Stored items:
PR #3327, opened 2026-01-06
perf(hash): use MultiGet to reduce RocksDB calls in HMSET

sryanyuan:
HMSET previously compared existing values by issuing a separate RocksDB Get
for each field. When the number of fields is large, this results in multiple
Get calls and extra overhead.

This change replaces multiple Get calls with a single MultiGet call, batching
the reads and improving performance for HMSET with many fields.

### DIFF
--- a/src/types/redis_hash.cc
+++ b/src/types/redis_hash.cc
@@ -258,9 +258,8 @@ rocksdb::Status Hash::MSet(engine::Context &ctx, const Slice &user_key, const st
   if (!s.ok()) return s;
   std::unordered_set<std::string_view> field_set;
 
-  rocksdb::ReadOptions read_options = ctx.DefaultMultiGetOptions();
   std::vector<rocksdb::Slice> keys;
-  std::vector<std::string> sub_keys;
+  std::vector<std::string> keys_encoded;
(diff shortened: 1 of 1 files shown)


PragmaTwice:
Would you like to provide benchmark data about this change?

sryanyuan:
> Would you like to provide benchmark data about this change?

In our production environment, benchmarks on real traffic demonstrate that batching reads with MultiGet in HMSET improves performance by approximately 30%.

Without MultiGet: setting 27,000 fields took ~101 ms
With MultiGet: setting 29,500 fields took ~76 ms
This optimisation reduces the overhead of multiple RocksDB Get calls and increases throughput for large hash updates.

PragmaTwice (approved):

PragmaTwice:
I should note that this structure is wrong in transaction mode:
```c++
for (...) {
  if (..) return ..;

  batch->Put(...)
}

batch->Commit()
```

because if early returns happen, in transaction mode we will still commit this batch in EXEC command.

But this is not introduced in this PR, so I'm fine to merge. It can be fixed later.

git-hulk (approved):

(Problem to work on) Repeat the entries word for word. Skip none of them.

(Exercise response)
PR #3327, opened 2026-01-06
perf(hash): use MultiGet to reduce RocksDB calls in HMSET

sryanyuan:
HMSET previously compared existing values by issuing a separate RocksDB Get
for each field. When the number of fields is large, this results in multiple
Get calls and extra overhead.

This change replaces multiple Get calls with a single MultiGet call, batching
the reads and improving performance for HMSET with many fields.

### DIFF
--- a/src/types/redis_hash.cc
+++ b/src/types/redis_hash.cc
@@ -258,9 +258,8 @@ rocksdb::Status Hash::MSet(engine::Context &ctx, const Slice &user_key, const st
   if (!s.ok()) return s;
   std::unordered_set<std::string_view> field_set;
 
-  rocksdb::ReadOptions read_options = ctx.DefaultMultiGetOptions();
   std::vector<rocksdb::Slice> keys;
-  std::vector<std::string> sub_keys;
+  std::vector<std::string> keys_encoded;
(diff shortened: 1 of 1 files shown)


PragmaTwice:
Would you like to provide benchmark data about this change?

sryanyuan:
> Would you like to provide benchmark data about this change?

In our production environment, benchmarks on real traffic demonstrate that batching reads with MultiGet in HMSET improves performance by approximately 30%.

Without MultiGet: setting 27,000 fields took ~101 ms
With MultiGet: setting 29,500 fields took ~76 ms
This optimisation reduces the overhead of multiple RocksDB Get calls and increases throughput for large hash updates.

PragmaTwice (approved):

PragmaTwice:
I should note that this structure is wrong in transaction mode:
```c++
for (...) {
  if (..) return ..;

  batch->Put(...)
}

batch->Commit()
```

because if early returns happen, in transaction mode we will still commit this batch in EXEC command.

But this is not introduced in this PR, so I'm fine to merge. It can be fixed later.

git-hulk (approved):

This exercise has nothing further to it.